Yes. Apply for the card first, and the gift certificate will immediately be put on your account. Then buy the Kindle, and put the code in when you check out (don't use the one-step purchase) and it will accept both the 40% off discount for the code, and then apply the gift certificate.


----------



## izzy (Jun 12, 2010)

SMRG said:


> Yes. Apply for the card first, and the gift certificate will immediately be put on your account. Then buy the Kindle, and put the code in when you check out (don't use the one-step purchase) and it will accept both the 40% off discount for the code, and then apply the gift certificate.


Thanks! I just finished reading the fine print and realized I was silly for not realizing how it worked.


----------



## Michael Cavacini (Aug 2, 2010)

This is a fantastic deal. I just don't know anyone who needs a Kindle.


----------



## Toby (Nov 25, 2008)

I got the baby kindle for a present, so I had clicked on the gift button, so that the kindle would not be registered to me. I see it registered to me, but no kindle address yet. I just ordered last night around midnight. The same thing happened when I ordered the Fire as a gift. I wonder if I am confusing the system, by saying to show the price. That receipt is for my eyes only. I am going to go back to MYK, & deregister it now. I hope that nothing happens with my order.


----------



## Miss Moneypenny (Aug 7, 2010)

My guess is they are clearing out Kindles to make way for new Kindles. This is a great way to do it. New card subscribers AND inventory depletion.  I heart Amazon!


----------



## Meemo (Oct 27, 2008)

Well, I thought I was getting it for my sister-in-law, but I ended up giving it to my husband!  He has a K2, but likes the clearer print and faster page turns on the new one.  He just has to adjust to the smaller size in his man hands.  He earned it - he's been taking good care of me since I fractured my elbow.   

Good thing I hadn't mentioned it to his sister!


----------



## Me and My Kindle (Oct 20, 2010)

C|Net's reporting on a new 40% discount that Amazon's now offering on their $79 Kindles (and on most Kindle accessories). It lowers the price of a new Kindle to just $47, and the 40% discount also applies to covers, cases, and even chargers.
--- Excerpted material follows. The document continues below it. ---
PR #9211, opened 2025-05-23
fix(gui-client): don't reset favourites when settings change

thomaseizinger:
The GUI client currently has a bug that resets the favourites and the status of the Internet Resource every time the advanced settings are saved. This happens because those fields are annotated with `#[serde(default)]` and are thus initialised to their default value when the struct is deserialised from the frontend.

http://reviews.cnet.com/8301-33198_7-57484866-286/amazon-offering-$47-kindles-to-amazon.com-visa-card-holders/

The catch is you have to use an Amazon "Rewards" Visa card - but you can apply for one online. _C|Net_ speculates that this big sale is a sign that Amazon is clearing out their inventory, because they expect to start shipping new Kindles soon!


----------



## Betsy the Quilter (Oct 27, 2008)

merging similar threads, sorry for any confusion.

Betsy


----------



## hsuthard (Jan 6, 2010)

I picked up my boxes toay from my sisters house (she's acting as postmaster general until we close on our house) and she dropped some strong hints she'd like a similar setup for her. So I think I'll be placing another order. I was excited to see the e-ink on this one seems even better than my K3 model!


----------



## Betsy the Quilter (Oct 27, 2008)

I used this on a lighted cover for my K4.

Betsy


----------



## Lizzarddance (Oct 28, 2008)

I had to jump on this but decided to go with the add free one for $67.


----------



## ellesu (Feb 19, 2009)

I just picked up three for stocking stuffers


Spoiler



if I can keep from claiming one for myself


. I was glad to see the adapters were also on sale. I couldn't get the discount to apply to covers because my total had already claimed the $100 max - I guess. I tried to place a second order for covers and couldn't get the code to work but after rereading this thread I see that it doesn't work on covers. Ummmm.... Now to decide whether or not to pick up the covers now or wait.


----------



## Ann in Arlington (Oct 27, 2008)

The code works on covers. . . .but you can only use it once -- so one shopping trip -- and the maximum discount is $100.


----------



## hsuthard (Jan 6, 2010)

Ann in Arlington said:


> The code works on covers. . . .but you can only use it once -- so one shopping trip -- and the maximum discount is $100.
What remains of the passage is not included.